Context Switching in the Age of AI
I have been messing around with agentic coding helpers for a while now and have found a way of working that works for me, and yes it is lazy. But on that journey I have found ways that do not work for me, ways that a a lot of people are promising is the future. Fire off a job to Claude Code, pop over to Slack to answer a message, maybe skim a newsletter, reply to an email and by then the agent says “here’s your refactor”.... All of that while you have another agent looking through your Jira tickets summarising them to tell you what is the most important thing for you to do next.
The problem I have is that by the time I have got the response I’ve totally forgotten what problem I asked my agent to solve. There is a term for this mental whiplash. They reckon it takes about 23 minutes to regain focus after even a brief interruption , and interrupted tasks end up taking twice as long with twice as many mistakes . That’s a big problem just for letting an AI finish your tests while you check LinkedIn. But in this new AI world, this juggling act is considered a virtue. So is all this “context switching” getting worse? Or can AI actually help us keep our heads together?
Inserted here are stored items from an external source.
PR #1833, opened 2026-09-19
flatten_spiral_checkpoint: voxel size from the scroll, not a default

evilaliv3:
`flatten_spiral_checkpoint.py` defaults `--voxel-size-um` to `9.6`. That number is written into the exported TIFXYZ metadata, where it squares into every area the mesh reports, and is passed to the flattener, where it scales every length. Nothing warns when it is used, because it is a default and not a fallback: the invocation the README documents, checkpoint and output and nothing else, takes it silently. That is the invocation the README shows, and it is the one that has no way of being right unless the scroll happens to measure 9.6 um.

`9.6` is not the voxel size of any scroll in this repository's own catalogue. The values that appear in `scrollprize.org/static/data_browser/index.json` are 0.55, 1.129, 2.215, 2.399, 2.4, 2.401, 2.403, 3.24, 4.317, 7.91, 8.64, 9.362, 9.366 and 45.532. For PHerc0826, the scroll that `spiral-fitting/README.md` uses for its own `spiral-scroll.json` example, the catalogue says **9.362**, the volume is `20250821151701-9.362um-1.2m-113keV-masked.zarr`, and the README's example states `"voxel_size_um": 9.362` on line 122.

## What it costs

Exporting a PHerc0826 checkpoint the documented way, with a dataset whose `spiral-scroll.json` states 9.362:

| | |
|---|---|
| stated by the dataset | 9.362 um |
| written by the exporter | 9.6 um |
| error on every length handed to the flattener | **+2.5422 %** |
| error on every square centimetre written into `meta.json` | **+5.1490 %** |

A square centimetre is the unit a reported segment area is published in, and `render_ink.py` recovers the voxel size back out of `area_cm2 / area_vx2`, so the wrong number is self consistent downstream and nothing contradicts it. One million voxels of surface come out as 0.921600 cm2 instead of 0.876470 cm2.

We have not audited anyone else's published areas and we are not claiming any specific number in the wild is wrong. We are saying the default cannot be right for the scrolls this catalogue lists, and that it fails silently.

## The patch

The scroll specification already owns this fact. `fit_session.py` says so in as many words: nothing `spiral-scroll.json` specifies belongs in the run block, not the scroll's physical facts, and `voxel_size_um` is one of the four keys it lists as owned by the specification.

So `_resolve_voxel_size_um` reads it from there, by **the same walk `_resolve_umbilicus` already does**: `SPIRAL_DATASET` first, then the checkpoint's own directory and every parent. This adds no new requirement, and that is the point: a run that cannot find `umbilicus.json` by that walk already refuses to export, so the dataset root is already reachable from the checkpoint in every working invocation. In every real dataset we hold, `spiral-scroll.json` sits in the same directory as `umbilicus.json`.

`--voxel-size-um` keeps working and still wins when given. What goes away is the number that is used when nobody said anything.

We did not read it from the checkpoint, because it is not there. A fitted checkpoint carries `lasagna_group`, `lasagna_scale` and `spiral_outward_sense`, which are also scroll specification facts, but not `voxel_size_um`.

This is also the convention the rest of the repository already follows, which is why we did not invent one:

- `lasagna/fit2tifxyz.py` takes the same `--voxel-size-um`, for the same purpose, area calculation, and its default is already `None`.
- `vesuvius/.../fiber_trace_2d/planning/specs.md` states the rule outright for the fiber tracer: physical units are reported only when the caller provides an explicit positive `--voxel-size-um`, and the runner "must not invent physical units".
- `volume-cartographer/core/src/VoxelSizeMetadata.cpp` reads `voxel_size_um` back out of `meta.json`, and refuses to assume a pyramid level when the store does not state one, for the reason this patch is about: "Assuming 0 would report a voxel size too small by whatever factor the run really used, and nothing downstream could tell."
- the README already tells the reader that this script finds `umbilicus.json` by walking the checkpoint's ancestors and `$SPIRAL_DATASET`. This patch reads the scroll specification from the same two places, so anyone who can run the documented command already has the file.

One commit, one file changed plus its test. Nothing renamed, nothing nearby tidied.

## The test

Five cases in the existing `tests/test_flatten_spiral_checkpoint.py`, written next to the `_resolve_umbilicus` cases they are modelled on: the specification is read, an absent specification is an error rather than a guess, the flag overrides, a non positive value is refused, and the area that the resolved number produces is the area of the scroll the dataset names.

```
PYTHONPATH=spiral-fitting python -m pytest -q spiral-fitting/tests/test_flatten_spiral_checkpoint.py
```

Before: `6 passed`. After: `11 passed`.

**We should be straight about what that means.** These five are not a test that failed before and passes now. Before the patch the exporter has no way at all to learn the voxel size, so there is no behaviour to assert against: the new cases cannot even import. The evidence that this is a defect and not a preference is the measurement above, taken by running the shipped `_parse_args` on a pristine checkout, not by transcribing it.

## Three questions

1. Is refusing to export the behaviour you want when a dataset states no voxel size, or would you rather it kept a default and printed a warning? We chose refusal because the failure is silent and permanent once the areas are published, but it is your call and it is a two line difference.
2. `spiral-fitting/README.md` documents the two argument invocation without mentioning that a voxel size is chosen for you. If you take this patch, that section wants a sentence saying the value comes from `spiral-scroll.json`. Do you want it in this pull request?
3. The same `9.6` is a literal in two other places, `grow_track_graph.py:25` and `find_inconsistent_windings.py:203`. We left them alone because they are different tools and we would rather send one claim per pull request. Do you want them in this one, or separately, or are they deliberate there?


pmh47:
The hopeful recursive search is messy. We should have some way to neatly pass this resolution metadata through, but this PR is not good as-is. Note for future readers -- the 9.6 default is 4x downsampling of our 2.4um high-resolution volumes.

evilaliv3:
Thank you @pmh47 !

evilaliv3:
Thanks for looking at these, Paul, and for the note on the 9.6 default (4x of the 2.4 um volumes: we did not know its origin, and we will say so where we quoted it).

Two questions so we spend your time well:
1. Would an issue proposing a clean pass through of the resolution metadata (the scroll's voxel size from its manifest into flatten_spiral_checkpoint, in place of the recursive search you rightly called messy) be welcome, or is spiral-fitting better left to the maintainers for now? We are happy to drop 1832 and 1833 either way.
2. 1834 (the attachment loss sampling from the generator it is given) is still open: if it is not wanted, say so and we will close it ourselves.

Our other work on volume-cartographer (the tracer's repeatability, two small fixes in GrowPatch and vc_grow_seg_from_seed, with a before and after) is coming as one pull request with measurements; if you would rather see issues first, that is easy.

For decades, success was tied to concentration. The flow state of Mihaly Csikszentmihalyi emphasises deep, uninterrupted focus . AI challenges this model. AI agents work in parallel, spawning other agents, iterating and checking results while the human oversees progress . A Forbes analysis argues that the new bottleneck is not attention but the ability to oversee many AI agents; the skill is rapid context switching . Personally I found using multiple AI agents alongside normal tools, bouncing between tasks like reading emails was exhausting .
There is no doubt that AI helpers can take the grunt work away, but they also tempt you to do more. While one agent writes code or runs tests, it’s very easy to flip over to another ticket or open a terminal just to “keep busy.” That “just one more tab” instinct leads to “K + 1” thinking — always one more thing because the bot is busy . Each extra task means your brain has to reload another mental model when you come back .
Waiting for slower models makes this worse. There is a mental overhead of remembering what you were doing when the AI responds . Even brief switches break attention and increase errors . The faster the models the less context switching, allowing you to stay focused on the problem a bit better.
Multi‑agent workflows make it worse. A LeadDev report notes that agentic coding can feel like a “slot machine”: rapid feedback loops and multiple agents encourage developers to work through nights and weekends . The piece quotes a study of over 500 developers that found a 19.6 % rise in “out‑of‑hour” commits among those using AI tools . With Developers reporting difficulty maintaining a mental model of their projects because agents produce code so quickly ; they end up context‑switching between multiple agent‑driven tasks and risk burnout.
If you’re not careful, your desktop will becomes a jumble of tabs, chats and terminals. Every time you hop from your IDE to a command‑line agent to a browser, you dump one mental model and load up another . Slow command‑line agents make it worse: you ask them to refactor a module, then your eye wanders to email or Slack, and by the time they’re done you’ve forgotten where you were . Each of those little detours chips away at your focus.
But my current model works for me and perhaps it does not save me lots of time. I feel better just creating ideas as issues as they come to me. Refine and add depth to the issues (Grooming?) with some AI assistance perhaps - or just some code scanning. Then I assign an agent to the tasks one at a time or if I am feeling like it I will do it myself. And when it is ready for a PR - I get AI to do the code review for my work while I review the code of the AI.